● Task brief
Where does the word "SIMD" occur in the data below? Copy each line that holds it.

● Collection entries
PR #17882, opened 2020-03-20
Improve performance of broadcast_axis on CPU

access2rohit:
## Description ##
Improves the performance of broadcast axis by reducing ALU operations and caching stride values. This operator is crucial in performance of SSD which gets slowed down by over 50%(total training time) when MXNet is built with Large Tensor Support enabled.

This PR leverages vectorization or SIMD architecture of the CPU. It is described as follows:

### Vectorization ### 
is the term for converting a scalar program to a vector program. Vectorized programs can run multiple operations from a single instruction(SIMD), whereas scalar can only operate on pairs of operands at once.

Consider the following very simple loop that adds the elements of two arrays and stores the results to a third array.
```
for (int i=0; i<16; ++i)
    C[i] = A[i] + B[i];
```
Vectorizing it, produces something like this:
```
for (int i=0; i<16; i+=4)
    C[i:i+3] = A[i:i+3] + B[i:i+3];
```
Note: The key here is that the elements need to be adjacent (so they can be loaded into vector registors. Note:avx 512 ISA does have "gatherd" intstruction for gathering sparse data from scattred locations into avx512 register but that operation is still slow compared to adjacent data being loaded into the register) and there should not be any fundamental dependency(or read after write dependency) in subsequent iterations of the loop. For e.g. the following loop cannot be vectorized because C[i+1] depends on the value of C[i] which needs to bew calculated first.
```
for (int i=0; i<16; ++i)
    C[i] = A[i] + C[i-1];
```
because if we unroll the loop and substitute values:
```
for (int i=0; i<16; i+=4) {
    C[i]   = A[i]   + C[i-1];
     |
     |-------------------------|
                               |
    C[i+1] = A[i+1] + C[i]; <--|
     |
     |---------------------------|
                                 |
    C[i+2] = A[i+2] + C[i+1]; <--|
     |
     |---------------------------|
                                 |
    C[i+3] = A[i+3] + C[i+2]; <--|
}
```
The arrows above show read after write dependency.the above statements cannot be executed in parallel by loading A[1:4] and C[1:4] into vector registers(here 1:4 is just for illustration purposes depending on the word size and register size it can load more data elements).

How is it different from loop unrolling? Unrolling transforms the loop into something that looks like this:
```
for (int i=0; i<16; i+=4) {
    C[i]   = A[i]   + B[i];
    C[i+1] = A[i+1] + B[i+1];
    C[i+2] = A[i+2] + B[i+2];
    C[i+3] = A[i+3] + B[i+3];
}
```

### Side Effects ###
for cases where 1 or very few elements need to be broadcasted to very large no. of locations the performance is not optimized. There is a slowdown when compared to master(int32 w/o large tensor support)

### Essentials ###

### Performance ###

Opperf code used to benchmark
```
add_res = run_performance_test(nd.broadcast_axis, run_backward=True, dtype='float32', ctx=mx.cpu(),
                               inputs=[{'data': (1000, 1, 100, 1), 'axis': (1, 3), 'size': (10, 5)}],
                               warmup=100, runs=1000, profiler='python')
print(add_res)

add_res = run_performance_test(nd.broadcast_axis, run_backward=True, dtype='float32', ctx=mx.cpu(),
                               inputs=[{'data': (1000, 1, 1, 100), 'axis': (1, 2), 'size': (10, 5)}],
                               warmup=100, runs=1000, profiler='python')
print(add_res)

add_res = run_performance_test(nd.broadcast_axis, run_backward=True, dtype='float32', ctx=mx.cpu(),
                               inputs=[{'data': (1, 1, 1, 1), 'axis': (0, 1, 2, 3), 'size': (1000, 10, 100, 5)}],
                               warmup=100, runs=1000, profiler='python')
print(add_res)

add_res = run_performance_test(nd.broadcast_axis, run_backward=True, dtype='float32', ctx=mx.cpu(),
                               inputs=[{'data': (1, 1000, 1, 100, 1), 'axis': (0, 2, 4), 'size': (2, 10, 5)}],
                               warmup=100, runs=1000, profiler='python')
print(add_res)
```

### Results ###

| code version | cases                                       | avg    | p50    | p90    |
|--------------|---------------------------------------------|--------|--------|--------|
|  master LT   | (1000, 1, 100, 1)->(1000, 10, 100, 5)       | 27.5   | 26.05  | 21.47  |
|              | (1000, 1, 1, 100)->(1000, 10, 5, 100)       | 29.68  | 28.59  | 35.93  |
|              | (1, 1, 1, 1)->(1000, 10, 100, 5)            | 129.80 | 123.30 | 169.04 |
|              | (1, 1000, 1, 100, 1)->(2, 1000, 10, 100, 5) | 63.60  | 58.88  | 74.74  |
|              |                                             |        |        |        |
| master no-LT | (1000, 1, 100, 1)->(1000, 10, 100, 5)       | 14.30  | 12.76  | 18.00  |
|              | (1000, 1, 1, 100)->(1000, 10, 5, 100)       | 13.21  | 12.33  | 15.67  |
|              | (1, 1, 1, 1)->(1000, 10, 100, 5)            | 66.80  | 60.77  | 83.80  |
|              | (1, 1000, 1, 100, 1)->(2, 1000, 10, 100, 5) | 31.81  | 29.71  | 40.23  |
|              |                                             |        |        |        |
| new LT       | (1000, 1, 100, 1)->(1000, 10, 100, 5)       | 17.53  | 17.36  | 22.42  |
|              | (1000, 1, 1, 100)->(1000, 10, 5, 100)       | 15.49  | 14.79  | 17.64  |
|              | (1, 1, 1, 1)->(1000, 10, 100, 5)            | 127.74 | 126.06 | 131.19 |
|              | (1, 1000, 1, 100, 1)->(2, 1000, 10, 100, 5) | 39.23  | 38.95  | 39.48  |
|              |                                             |        |        |        |
| new no-LT    | (1000, 1, 100, 1)->(1000, 10, 100, 5)       | 9.41   | 8.38   | 11.84  |
|              | (1000, 1, 1, 100)->(1000, 10, 5, 100)       | 8.29   | 7.65   | 10.61  |
|              | (1, 1, 1, 1)->(1000, 10, 100, 5)            | 67.54  | 63.63  | 86.17  |
|              | (1, 1000, 1, 100, 1)->(2, 1000, 10, 100, 5) | 23.57  | 23.39  | 23.92  |

### DIFF
--- a/src/operator/numpy/np_matmul_op-inl.h
+++ b/src/operator/numpy/np_matmul_op-inl.h
@@ -138,6 +138,7 @@ inline void MatmulImpl(const OpContext& ctx,
   mshadow::Tensor<xpu, 1, DType*> workspace;
   mshadow::Tensor<xpu, 3, DType> ans, mlhs, mrhs;
   mshadow::Stream<xpu> *s = ctx.get_stream<xpu>();
+  bool isCPU = std::is_same<xpu, cpu>::value;
   if (MatmulNeedBroadcast(a_shape, b_shape)) {
     // e.g. a.shape = (2, 3, 1, 4, 2)
     //      b.shape =       (5, 2, 4)
@@ -160,12 +161,21 @@ inline void MatmulImpl(const OpContext& ctx,
         struct ShapeAndStride aux_data_a, aux_data_b;
         PrepareAUXData(&aux_data_a, k_a_shape, k_a_shape_bc, ndim);
         PrepareAUXData(&aux_data_b, k_b_shape, k_b_shape_bc, ndim);
-        Kernel<broadcast_kernel<mshadow_op::identity>, xpu>::Launch(
-          s, bc_size_a, input_a.dptr<IType>(), bc_a_ptr,
-          aux_data_a, OpReqType::kWriteTo, ndim);
-        Kernel<broadcast_kernel<mshadow_op::identity>, xpu>::Launch(
-          s, bc_size_b, input_b.dptr<IType>(), bc_b_ptr,
-          aux_data_b, OpReqType::kWriteTo, ndim);
+        if (isCPU) {
+          Kernel<broadcast_kernel_cpu<mshadow_op::identity>, xpu>::Launch(
+            s, input_a.Size(), input_a.dptr<IType>(), bc_a_ptr,
+            aux_data_a, OpReqType::kWriteTo, ndim);
+          Kernel<broadcast_kernel_cpu<mshadow_op::identity>, xpu>::Launch(
+            s, input_b.Size(), input_b.dptr<IType>(), bc_b_ptr,
+            aux_data_b, OpReqType::kWriteTo, ndim);
+        } else {
+          Kernel<broadcast_kernel_gpu<mshadow_op::identity>, xpu>::Launch(
+            s, bc_size_a, input_a.dptr<IType>(), bc_a_ptr,
+            aux_data_a, OpReqType::kWriteTo, ndim);
+          Kernel<broadcast_kernel_gpu<mshadow_op::identity>, xpu>::Launch(
+            s, bc_size_b, input_b.dptr<IType>(), bc_b_ptr,
+            aux_data_b, OpReqType::kWriteTo, ndim);
+        }
       });
     });
     ans = mshadow::Tensor<xpu, 3, DType>(output.dptr<DType>(),
--- a/src/operator/numpy/np_matmul_op-inl.h
+++ b/src/operator/numpy/np_matmul_op-inl.h
@@ -139,6 +139,7 @@ inline void MatmulImpl(const OpContext& ctx,
   mshadow::Tensor<xpu, 3, DType> ans, mlhs, mrhs;
   mshadow::Stream<xpu> *s = ctx.get_stream<xpu>();
   bool isCPU = std::is_same<xpu, cpu>::value;
+  // Is true if either a or b requires broadcast or not
   if (MatmulNeedBroadcast(a_shape, b_shape)) {
     // e.g. a.shape = (2, 3, 1, 4, 2)
     //      b.shape =       (5, 2, 4)
@@ -162,12 +163,26 @@ inline void MatmulImpl(const OpContext& ctx,
         PrepareAUXData(&aux_data_a, k_a_shape, k_a_shape_bc, ndim);
         PrepareAUXData(&aux_data_b, k_b_shape, k_b_shape_bc, ndim);
         if (isCPU) {
-          Kernel<broadcast_kernel_cpu<mshadow_op::identity>, xpu>::Launch(
-            s, input_a.Size(), input_a.dptr<IType>(), bc_a_ptr,
-            aux_data_a, OpReqType::kWriteTo, ndim);
-          Kernel<broadcast_kernel_cpu<mshadow_op::identity>, xpu>::Launch(
-            s, input_b.Size(), input_b.dptr<IType>(), bc_b_ptr,
-            aux_data_b, OpReqType::kWriteTo, ndim);
+          if (!aux_data_a.shape_changed) {
+            Kernel<direct_copy<mshadow_op::identity>, xpu>::Launch(
+              s, bc_size_a, input_a.dptr<IType>(), bc_a_ptr, OpReqType::kWriteTo);
+            Kernel<broadcast_kernel_cpu<mshadow_op::identity>, xpu>::Launch(
+              s, input_b.Size(), input_b.dptr<IType>(), bc_b_ptr,
+              aux_data_b, OpReqType::kWriteTo, ndim);
+          } else if (!aux_data_b.shape_changed) {
+            Kernel<direct_copy<mshadow_op::identity>, xpu>::Launch(
+              s, bc_size_b, input_b.dptr<IType>(), bc_b_ptr, OpReqType::kWriteTo);
+            Kernel<broadcast_kernel_cpu<mshadow_op::identity>, xpu>::Launch(
+              s, input_a.Size(), input_a.dptr<IType>(), bc_a_ptr,
+              aux_data_a, OpReqType::kWriteTo, ndim);
+          } else {
+            Kernel<broadcast_kernel_cpu<mshadow_op::identity>, xpu>::Launch(
+              s, input_a.Size(), input_a.dptr<IType>(), bc_a_ptr,
+              aux_data_a, OpReqType::kWriteTo, ndim);
+            Kernel<broadcast_kernel_cpu<mshadow_op::identity>, xpu>::Launch(
+              s, input_b.Size(), input_b.dptr<IType>(), bc_b_ptr,
+              aux_data_b, OpReqType::kWriteTo, ndim);
+          }
         } else {
           Kernel<broadcast_kernel_gpu<mshadow_op::identity>, xpu>::Launch(
             s, bc_size_a, input_a.dptr<IType>(), bc_a_ptr,
--- a/src/operator/tensor/broadcast_reduce_op.h
+++ b/src/operator/tensor/broadcast_reduce_op.h
@@ -1085,7 +1085,7 @@ inline void PrepareAUXData(ShapeAndStride *aux_data,
 }
 }  // unnamed namespace
 
-template<typename OP>
+template<typename OP, typename IDXType = index_t>
 struct broadcast_kernel {
   template<typename IType, typename OType>
   MSHADOW_XINLINE static void Map(index_t i,
@@ -1094,15 +1094,16 @@ struct broadcast_kernel {
                                   const ShapeAndStride& aux_data,
                                   const OpReqType req,
                                   const int ndim) {
-    index_t idx = i;
-    index_t in_idx = i;
+    printf("size of IDXType=%d",sizeof(IDXType));
+    IDXType idx = i;
+    IDXType in_idx = i;
 #pragma unroll 4
-    for (int iter = ndim - 1; iter >= 0; --iter) {
-      index_t out_dim_shape = aux_data.output_shape[iter];
-      index_t out_dim_stride = aux_data.out_stride[iter];
+    for (IDXType iter = ndim - 1; iter >= 0; --iter) {
+      IDXType out_dim_shape = aux_data.output_shape[iter];
+      IDXType out_dim_stride = aux_data.out_stride[iter];
       // x % y = x - (x / y) * y
       // speeds up modulo(%) operation in GPU
-      index_t dim_idx = idx - (idx / out_dim_shape) * out_dim_shape;
+      IDXType dim_idx = idx - (idx / out_dim_shape) * out_dim_shape;
       if (aux_data.input_shape[iter] != 1) {
         in_idx += dim_idx * (aux_data.in_stride[iter] - out_dim_stride);
       } else {
@@ -1147,16 +1148,26 @@ inline void BroadcastComputeImpl(const nnvm::NodeAttrs& attrs,
           outputs[0].get_with_shape<xpu, 2, OType>(dst_shape.get<2>(), s);
         Tensor<xpu, 2, IType> data =
           inputs[0].get_with_shape<xpu, 2, IType>(src_shape.get<2>(), s);
-        Kernel<broadcast_kernel<mshadow_op::identity>, xpu>::Launch(
-          s, out.shape_.Size(), data.dptr_, out.dptr_, aux_data, req[0], 2);
+        if (ctx.run_ctx.get_ctx().dev_type == Context::kGPU) {
+          Kernel<broadcast_kernel<mshadow_op::identity, int>, xpu>::Launch(
+            s, out.shape_.Size(), data.dptr_, out.dptr_, aux_data, req[0], 2);
+	} else {
+          Kernel<broadcast_kernel<mshadow_op::identity>, xpu>::Launch(
+            s, out.shape_.Size(), data.dptr_, out.dptr_, aux_data, req[0], 2);
+	}
       } else {
         const int ndim = MXNET_SPECIAL_MAX_NDIM;
         Tensor<xpu, ndim, OType> out =
           outputs[0].get_with_shape<xpu, ndim, OType>(dst_shape.get<ndim>(), s);
         Tensor<xpu, ndim, IType> data =
           inputs[0].get_with_shape<xpu, ndim, IType>(src_shape.get<ndim>(), s);
-        Kernel<broadcast_kernel<mshadow_op::identity>, xpu>::Launch(
-          s, out.shape_.Size(), data.dptr_, out.dptr_, aux_data, req[0], ndim);
+        if (ctx.run_ctx.get_ctx().dev_type == Context::kGPU) {
+          Kernel<broadcast_kernel<mshadow_op::identity, int>, xpu>::Launch(
+            s, out.shape_.Size(), data.dptr_, out.dptr_, aux_data, req[0], ndim);
+	} else {
+          Kernel<broadcast_kernel<mshadow_op::identity>, xpu>::Launch(
+            s, out.shape_.Size(), data.dptr_, out.dptr_, aux_data, req[0], 2);
+	}
       }
     });
   });
--- a/src/operator/tensor/broadcast_reduce_op.h
+++ b/src/operator/tensor/broadcast_reduce_op.h
@@ -1049,6 +1049,7 @@ void ReduceAxesBackwardUseInOut(const nnvm::NodeAttrs& attrs,
   ReduceAxesBackwardUseInOutImpl<xpu, OP, normalize>(ctx, small, inputs, req, outputs);
 }
 
+<<<<<<< HEAD
 namespace {  // unnamed namespace to keep scope of the struct within the file
 struct ShapeAndStride {
   index_t in_stride[MXNET_SPECIAL_MAX_NDIM];
@@ -1087,12 +1088,24 @@ inline void PrepareAUXData(ShapeAndStride *aux_data,
 
 template<typename OP, typename IDXType = index_t>
 struct broadcast_kernel {
+=======
+/**
+ * Changed the thread workload mapping from 1
+ * thread/output element to 1 thread/input to be broadcasted
+ * This approach leverages vectorization when fastest varying
+ * index(stride=1) of the tensor is to be broadcasted.
+ * In other cases it simply performs better by better load balancing.
+ */
+template<typename OP>
+struct broadcast_kernel_cpu {
+>>>>>>> 9919eff50... adding comments explaining code optimizations
   template<typename IType, typename OType>
   MSHADOW_XINLINE static void Map(index_t i,
                                   IType *input,
                                   OType *output,
                                   const ShapeAndStride& aux_data,
                                   const OpReqType req,
+<<<<<<< HEAD
                                   const int ndim) {
     printf("size of IDXType=%d",sizeof(IDXType));
     IDXType idx = i;
@@ -1112,11 +1125,65 @@ struct broadcast_kernel {
       idx /= out_dim_shape;
     }
     KERNEL_ASSIGN(output[i], req, OP::Map(input[in_idx]));
+=======
+                                  const uint32_t ndim,
+                                  const size_t *axes,
+                                  const size_t *out_stride,
+                                  const int num_broadcast_axes) {
+        index_t idx = i;
+        index_t init_off = 0;
+        for (int iter = ndim - 1; idx > 0 && iter >= 0; --iter) {
+          size_t dim_idx = idx % in_shape[iter];
+          init_off += dim_idx * out_stride[iter];
+          idx /= in_shape[iter];
+        }
+        index_t stride_0, stride_1, stride_2;
+        // Each case is based on the number of axis to be broadcasted
+        // (1, 2 or 3) after merging axes.
+        switch (num_broadcast_axes) {
+          // when input shape is amogst one of the form
+          // [(x,1), (x,1,x), (1,x)]
+          // x can be any +ve number >=0 and they need not be equal to each other
+          case 1 :
+            stride_0 = out_stride[axes[0]];
+            for (int l=0; l < out_shape[axes[0]]; l++) {
+              KERNEL_ASSIGN(output[init_off + l*stride_0],
+                  req, OP::Map(input[i]));
+            }
+            break;
+          // when input shape is amogst one of the form
+          // [(x,1,x,1), (1,x,1,x), (x,1,x,1,x)]
+          // x can be any +ve number >1 or =0(the axis ) and they need not be equal to each other
+          case 2:
+            stride_1 = out_stride[axes[1]], stride_0 = out_stride[axes[0]];
+            for (int k=0; k < out_shape[axes[1]]; k++) {
+              for (int l=0; l < out_shape[axes[0]]; l++) {
+                KERNEL_ASSIGN(output[init_off + k*stride_1 + l*stride_0],
+                    req, OP::Map(input[i]));
+              }
+            }
+            break;
+          // when input shape is of the form [(1,x,1,x,1)] and
+          // x can be any +ve number >=0 and they need not be equal to each other
+          case 3:
+            stride_2 = out_stride[axes[2]], stride_1 = out_stride[axes[1]];
+            stride_0 = out_stride[axes[0]];
+            for (int j=0; j < out_shape[axes[2]]; j++) {
+              for (int k=0; k < out_shape[axes[1]]; k++) {
+                for (int l=0; l < out_shape[axes[0]]; l++) {
+                  KERNEL_ASSIGN(output[init_off + j*stride_2 + k*stride_1 + l*stride_0],
+                      req, OP::Map(input[i]));
+                }
+              }
+            }
+            break;
+        }
+>>>>>>> 9919eff50... adding comments explaining code optimizations
   }
 };
 
 template<typename xpu>
-inline void BroadcastComputeImpl(const nnvm::NodeAttrs& attrs,
+inline void BroadcastComputeImplCpu(const nnvm::NodeAttrs& attrs,
                                  const OpContext& ctx,
                                  const std::vector<TBlob>& inputs,
                                  const std::vector<OpReqType>& req,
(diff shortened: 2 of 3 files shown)


ptrendx:
Is this going to concentrate on CPU performance? GPU performance of broadcast_axis/like/etc is really poor too (few days ago I was measuring it and got ~150 GB/s on V100 GPU out of 900 GB/s peak BW.

ptrendx:
The biggest speedup you can get here would be from vectorization, so that you don't need to do those index calculations all the time (just once per vector).

leezu:
@access2rohit can you rebase on latest master to see if that fixes CI?

src/operator/tensor/broadcast_reduce_op.h
```diff
@@ -1103,21 +1132,52 @@ inline void BroadcastComputeImpl(const nnvm::NodeAttrs& attrs,
...
+          }
       } else {
         const int ndim = MXNET_SPECIAL_MAX_NDIM;
         Tensor<xpu, ndim, OType> out =
           outputs[0].get_with_shape<xpu, ndim, OType>(dst_shape.get<ndim>(), s);
         Tensor<xpu, ndim, IType> data =
           inputs[0].get_with_shape<xpu, ndim, IType>(src_shape.get<ndim>(), s);
-        Kernel<broadcast_kernel<mshadow_op::identity>, xpu>::Launch(
-          s, out.shape_.Size(), data.dptr_, out.dptr_, in_shape, out_shape, req[0], ndim);
+          if (!enable_lt) {
```
apeforest, line 1171: Can we remove this to see how much perf gain we have with the operator speedup alone?

access2rohit:
> Could we also take Da's suggestion by using int32_t for GPU kernels?

@apeforest 
For this op only or all ? For this op only I can take a look.
If for all ops I would like to do that in a separate PR.

src/operator/tensor/broadcast_reduce_op.h
access2rohit: ok

access2rohit:
> @access2rohit can you rebase on latest master to see if that fixes CI?

Was still failing after rebase. I have fixed the failing case and pushed new changes now.

src/operator/tensor/broadcast_reduce_op.h
```diff
@@ -1058,22 +1058,50 @@ struct broadcast_kernel {
...
-      }
-      idx /= out_shape[iter];
-      in_stride *= in_shape[iter];
-      out_stride *= out_shape[iter];
-    }
-    KERNEL_ASSIGN(output[i], req, OP::Map(input[in_idx]));
+                                  const uint32_t ndim,
+                                  const uint64_t *axes,
+                                  const uint64_t *out_stride,
+                                  const size_t no_axes) {
```
apeforest, line 1064: no_axes is a confusing name. Please use `num_axes`

src/operator/tensor/broadcast_reduce_op.h
```diff
@@ -1058,22 +1058,50 @@ struct broadcast_kernel {
...
+        index_t idx = i;
+        index_t init_off = 0;
+        for (int iter = ndim - 1; idx > 0 && iter >= 0; --iter) {
+          size_t dim_idx = idx % in_shape[iter];
+          init_off += dim_idx * out_stride[iter];
+          idx /= in_shape[iter];
+        }
+        index_t stride_0, stride_1, stride_2;
+        switch (no_axes) {
```
apeforest, line 1073: Are we only supporting max of 3 axes here?

src/operator/tensor/broadcast_reduce_op.h
```diff
@@ -1090,6 +1118,7 @@ inline void BroadcastComputeImpl(const nnvm::NodeAttrs& attrs,
   mxnet::TShape src_shape, dst_shape;
   BroadcastReduceShapeCompact(outputs[0].shape_, small, &dst_shape, &src_shape);
   Stream<xpu> *s = ctx.get_stream<xpu>();
+  bool enable_lt = dst_shape.Size() > INT_MAX;
```
apeforest, line 1121: Let's remove this flag and check the performance gain. If indeed we need to handle int64 case differently we need a more holistic design.

src/operator/tensor/broadcast_reduce_op.h
```diff
@@ -1103,21 +1132,55 @@ inline void BroadcastComputeImpl(const nnvm::NodeAttrs& attrs,
           out_shape[i] = 1;
         }
       }
-      if (dst_shape.ndim() == 2) {
+      uint64_t axes[dst_shape.ndim()], out_stride[dst_shape.ndim()];
+      int iter = dst_shape.ndim() - 1, i = 0;
+      bool flag = false;
```
apeforest, line 1137: what does the flag here mean? Please use a more informative name.

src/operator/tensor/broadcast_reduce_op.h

● Response to the exercise
This PR leverages vectorization or SIMD architecture of the CPU. It is described as follows:
is the term for converting a scalar program to a vector program. Vectorized programs can run multiple operations from a single instruction(SIMD), whereas scalar can only operate on pairs of operands at once.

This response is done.